Anyone add encryption into the LCM API?

[Brian Sherman]

I'm investigating using LCM as our messaging middle-ware for a project.  One requirement we need to satisfy is encrypted communications.  The plan would be to implement a symmetric key algorithm into LCM.  Doing this for one language such as java I think would be pretty straight forward but implementing for each language LCM supports seems more daunting.  Does anyone have any experience or insight into implementing encryption into LCM?  Thanks for your help.

[Edwin Olson]

Encrypting is easy.  Key management and authentication are hard.
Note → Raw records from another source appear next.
PR #612, opened 2026-08-10
[DRAFT FOR @juanvillacortac] Joker Round description

MathisMartin31:
Here it is ^^

The relevant code for you @juanvillacortac is in `item_description.c`. You should also look up `background_gfx.png` to see how the layout is done to free up space.

If you need ask anything about this code feel free to do so in the comments here, I'll give you as many pointers as I can.

PR #613, opened 2026-08-10
[Refactor] Port Jokers descriptions to the Item API in the Shop

### LINKED ISSUE #594: Add description functionality to `Item` and refactor Joker description code to use it
This will allow consumables to implement descriptions. I guess this doesn't have to be a prerequisite, consumables can forego descriptions at first but I think it's still better to do this first.

MathisMartin31:
Closes #594

Extracted from my draft PR #612, and removed any Skip Tags code inherited from #541 but I kept the description states refactor and the more responsive behaviour when pressing and releasing B.

### DIFF
--- a/include/game/shop.h
+++ b/include/game/shop.h
@@ -17,11 +17,11 @@
 void game_shop_reset(void);
 
 /**
- * @brief Get a pointer to the Card we are currently showing the description of.
+ * @brief Get a pointer to the Item we are currently showing the description of.
  *
- * @return JokerObject*
+ * @return Item*
  */
-JokerObject* game_shop_get_description_card(void);
+Item* game_shop_get_description_item(void);
 
 /**
  * @brief Change to the shop background
--- a/include/item.h
+++ b/include/item.h
@@ -11,9 +11,12 @@
 #ifndef ITEM_H
 #define ITEM_H
 
+#include "graphic_utils.h"
 #include "mgba_logger.h"
 #include "random.h"
 #include "sprite.h"
+
+#include <stdint.h>
 
 // TODO: Merge these with GBAL_RETURN_IF_NULL macros?
 /**
@@ -98,9 +101,14 @@ typedef struct ItemFuncs
      */
     Item* (*roll_new)(enum RngSequence key);
     int (*get_buy_price)(Item* item);
+    int (*get_sell_price)(Item* item);
+    const char* (*get_name)(Item* item);
+    const char* (*get_subtype_str)(Item* item);
+    uint32_t (*get_subtype_colors)(Item* item);
     bool (*can_acquire)(Item* item);
     void (*acquire)(Item* item);
     void (*dispose)(Item** item);
+    int (*print_desc)(Item* item, Rect dest_rect);
     // TODO: void (*print_description)(Item* item); // or something of the form
 
     // Optional implementation functions will be added here
@@ -130,6 +138,50 @@ Item* item_roll_new(enum ItemType item_type, enum RngSequence key);
  * @return UNDEFINED in case of error, the item's buy price otherwise.
  */
 int item_get_buy_price(Item* item);
+
+/**
+ * @brief Returns the sell price of the item.
+ *
+ * Matches @ref ItemFuncs.get_sell_price()
+ *
+ * @param item The item whose price to return.
+ *
+ * @return UNDEFINED in case of error, the item's sell price otherwise.
+ */
+int item_get_sell_price(Item* item);
+
+/**
+ * @brief Returns the name of the Item
+ *
+ * Matches @ref ItemFuncs.get_name()
+ *
+ * @param item The item whose name to return.
+ *
+ * @return const char*
+ */
+const char* item_get_name(Item* item);
+
+/**
+ * @brief Returns the name of the Item's subtype (rarity for Jokers, just the type otherwise)
+ *
+ * Matches @ref ItemFuncs.get_subtype_str()
+ *
+ * @param item The item whose subtype's name to return.
+ *
+ * @return const char*
+ */
+const char* item_get_subtype_string(Item* item);
+
+/**
+ * @brief Returns the colors of the Item's subtype
+ *
+ * Matches @ref ItemFuncs.get_subtype_colors()
+ *
+ * @param item The item whose subtype's color to return.
+ *
+ * @return values of both main and shadow colors encoded into a single u32 (main first)
+ */
+uint32_t item_get_subtype_colors(Item* item);
 
 /**
  * @brief Acquires the item, adding to inventory if applicable.
@@ -171,5 +223,15 @@ void item_dispose(Item** item);
  * @param item The item to print under
  */
 void item_print_buy_price_under(Item* item);
+
+/**
+ * @brief Prints the item's description inside the given rectangle
+ *
+ * @param item The item to print the description of
+ * @param dest_rect the target rectangle the description needs to fit in
+ *
+ * @return the number of lines used by the description
+ */
+int item_print_description(Item* item, Rect dest_rect);
 
 #endif // ITEM_H
--- a/include/joker.h
+++ b/include/joker.h
@@ -171,7 +171,9 @@ u32 joker_get_score_effect(
     JokerEffect** joker_effect
 );
 
-const char* joker_get_rarity_string(u8 rarity);
+const char* joker_object_get_name(Item* joker_object);
+
+const char* joker_object_get_rarity_string(Item* joker_object);
 
 /**
  * @brief Get Joker rarity panel color.
@@ -186,13 +188,10 @@ const char* joker_get_rarity_string(u8 rarity);
  *  - 11,12 -> Spectral Card
  *  - 13,14 -> Voucher
  *
- * @param rarity Value of the rarity (Common, Rare...)
- * @param main_color Whether we want the main or shadow color
- * @return u16 value of the color, not a pointer
+ * @param joker_object pointer to a JokerObject we need the rarity's color of
+ * @return value of both main and shadow colors, encoded into a single u32 (main first)
  */
-u16 joker_get_rarity_color(u8 rarity, bool main_color);
-
-int joker_get_sell_value(const Joker* joker);
+u32 joker_object_get_rarity_colors(Item* joker_object);
 
 JokerObject* joker_object_new(Joker* joker);
 void joker_object_destroy(JokerObject** joker_object);
@@ -208,6 +207,15 @@ void joker_object_shake(JokerObject* joker_object, mm_word sound_id);
  */
 int joker_object_get_buy_price(Item* joker_object);
 
+/**
+ * @brief Returns the sell price of the joker object.
+ *
+ * @param joker_object the joker object whose price to return.
+ *
+ * @return UNDEFINED in case of error, the sell price of the joker otherwise.
+ */
+int joker_object_get_sell_price(Item* joker_object);
+
 // TODO: Move to an owned_jokers.c/.h file?
 /**
  * @brief Add a Joker to the list of owned Jokers and place it in the joker row.
@@ -222,6 +230,17 @@ void joker_object_add_to_owned(Item* joker_object);
  * @param joker_object Pointer to the JokerObject Item* to destroy; set to NULL.
  */
 void joker_object_dispose(Item** joker_object);
+
+int joker_object_print_description(Item* joker_object, Rect dest_rect);
+
+/**
+ * @brief Rolls a random Joker among the available ones of a certain rarity
+ *
+ * @param joker_rarity the rarity of the joker we want to roll
+ *
+ * @return rolled joker ID
+ */
+int joker_roll_id_with_rarity(int joker_rarity);
 
 /**
  * @brief Set whether a Joker is available to be rolled for the shop, packs, etc.
--- a/source/game/shop.c
+++ b/source/game/shop.c
@@ -31,12 +31,12 @@
 #define TM_END_GAME_SHOP_INTRO    12
 #define TM_CREATE_SHOP_ITEMS_WAIT 1
 #define TM_SHIFT_SHOP_ICON_WAIT   7
-#define TM_SHOW_CARD_DESC_WAIT    12
+#define TM_SHOW_ITEM_DESC_WAIT    12
 #define TM_HIDE_DECK_WAIT         5
 
 // Pixel sized
 #define ITEM_SHOP_Y               71
-#define OWNED_CARDS_HIDE_Y_OFFSET 50
+#define OWNED_ITEMS_HIDE_Y_OFFSET 50
 
 // Shop
 #define REROLL_BASE_COST     5 // Base cost for rerolling the shop items
@@ -65,26 +65,26 @@
 // Positions in tiles
 static const Rect     SHOP_ICON_FROM_RECT           = {  0, 26,  8, 26};
 static const BG_POINT SHOP_ICON_TO_POS              = {  0,  0};
-static const BG_POINT OWNED_CARDS_PANEL_3X3_SRC_POS = { 29, 21};
+static const BG_POINT OWNED_ITEMS_PANEL_3X3_SRC_POS = { 29, 21};
 static const Rect     OWNED_JOKERS_PANEL_RECT       = {  9,  1, 21,  5};
 static const Rect     OWNED_CONSUMABLES_PANEL_RECT  = { 23,  1, 28,  5};
-static const Rect     OWNED_CARDS_PANEL_RECT        = {  9,  1, 28,  5};
-static const Rect     OWNED_CARDS_PANEL_ANIM_CLEAR  = {  9,  0, 28,  1};
-static const Rect     CARD_DESC_9_PTCH_TO_RECT      = {  9,  6, 28, 18};
-static const NinePatchRect CARD_DESC_9_PTCH_SRC = {
+static const Rect     OWNED_ITEMS_PANEL_RECT        = {  9,  1, 28,  5};
+static const Rect     OWNED_ITEMS_PANEL_ANIM_CLEAR  = {  9,  0, 28,  1};
+static const Rect     ITEM_DESC_9_PTCH_TO_RECT      = {  9,  6, 28, 18};
+static const NinePatchRect ITEM_DESC_9_PTCH_SRC = {
                                         .patch_rect = { 27, 25, 31, 31},
                                         .margins    = {  2,  3,  2,  3}
 };
-static const int      CARD_DESC_MAX_TEXT_HEIGHT     = CARD_DESC_9_PTCH_TO_RECT.bottom -
-                                                      CARD_DESC_9_PTCH_TO_RECT.top + 1 -
-                                                      CARD_DESC_9_PTCH_SRC.margins.top -
-                                                      CARD_DESC_9_PTCH_SRC.margins.bottom;
-static const Rect     CARD_DESC_TEXT_RECT           = { 11,  9, 26, 18};
-static const Rect     CARD_NAME_TEXT_RECT           = { 10,  7, 27,  7};
+static const int      ITEM_DESC_MAX_TEXT_HEIGHT     = ITEM_DESC_9_PTCH_TO_RECT.bottom -
+                                                      ITEM_DESC_9_PTCH_TO_RECT.top + 1 -
+                                                      ITEM_DESC_9_PTCH_SRC.margins.top -
+                                                      ITEM_DESC_9_PTCH_SRC.margins.bottom;
+static const Rect     ITEM_DESC_TEXT_RECT           = { 11,  9, 26, 18};
+static const Rect     ITEM_NAME_TEXT_RECT           = { 10,  7, 27,  7};
 
 // Positions in pixels
 static const BG_POINT SHOP_JOKER_SPRITES_INIT_POS = {120, 160};
-static const BG_POINT CARD_DESCRIPTION_SPRITE_POS = {135,   9};
+static const BG_POINT ITEM_DESCRIPTION_SPRITE_POS = {135,   9};
 static const Rect     SHOP_PRICES_TEXT_RECT       = { 72,  56, 192, 160 };
 static const Rect     SHOP_REROLL_RECT            = { 88,  96, UNDEFINED, UNDEFINED };
 // clang-format on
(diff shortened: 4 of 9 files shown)


MathisMartin31:
@MeirGavish Sorry I didn't see the conflicts ><, everything should be good to go now :3

source/game/shop.c
```diff
@@ -586,182 +592,166 @@ static void shop_process_user_input(void)
...
 
         // Draw description panel
-        Rect actual_dest_rect = CARD_DESC_9_PTCH_TO_RECT;
+        Rect actual_dest_rect = ITEM_DESC_9_PTCH_TO_RECT;
         actual_dest_rect.bottom -= desc_bottom_offset;
-        main_bg_se_copy_expand_9_patch(actual_dest_rect, &CARD_DESC_9_PTCH_SRC);
+        main_bg_se_copy_expand_9_patch(actual_dest_rect, &ITEM_DESC_9_PTCH_SRC);
 
         // Print joker name
+        const char* item_name = item_get_name(s_description_item);
```
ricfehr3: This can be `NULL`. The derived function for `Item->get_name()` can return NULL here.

Can you say more about what you're trying to protect against?

Ed

On Fri, Mar 31, 2017 at 8:46 AM Brian Sherman <brianj...@gmail.com> wrote:

I'm investigating using LCM as our messaging middle-ware for a project.  One requirement we need to satisfy is encrypted communications.  The plan would be to implement a symmetric key algorithm into LCM.  Doing this for one language such as java I think would be pretty straight forward but implementing for each language LCM supports seems more daunting.  Does anyone have any experience or insight into implementing encryption into LCM?  Thanks for your help.

--
You received this message because you are subscribed to the Google Groups "Lightweight Communications and Marshalling" group.
To unsubscribe from this group and stop receiving emails from it, send an email to lcm-users+...@googlegroups.com.
To post to this group, send email to lcm-...@googlegroups.com.
Visit this group at https://groups.google.com/group/lcm-users.
For more options, visit https://groups.google.com/d/optout.

--

Edwin Olson
Assoc. Professor, Computer Science & Engineering

University of Michigan
http://april.eecs.umich.edu

[Brian Sherman]

The requirement is due to the fact that our system will be running on a naval vessel.  Regardless of what the data is, it is required to be encrypted in transit.  So far the requirement is vague and hasn't been forced on us yet.  It's more that we know its coming and want to plan ahead for it.  Unfortunately what I don't know is if they'll place any additional requirements on things such as using an asymmetric algorithm, etc.  Right now I think we could get away with a symmetric key implementation where each publisher and subscriber will have to have the key in order to communicate similar to how each will have to have the compiled IDL as well.  While not as secure as other designs its simpler to implement and it adds another obstacle to someone trying to sniff the wire and decode the data.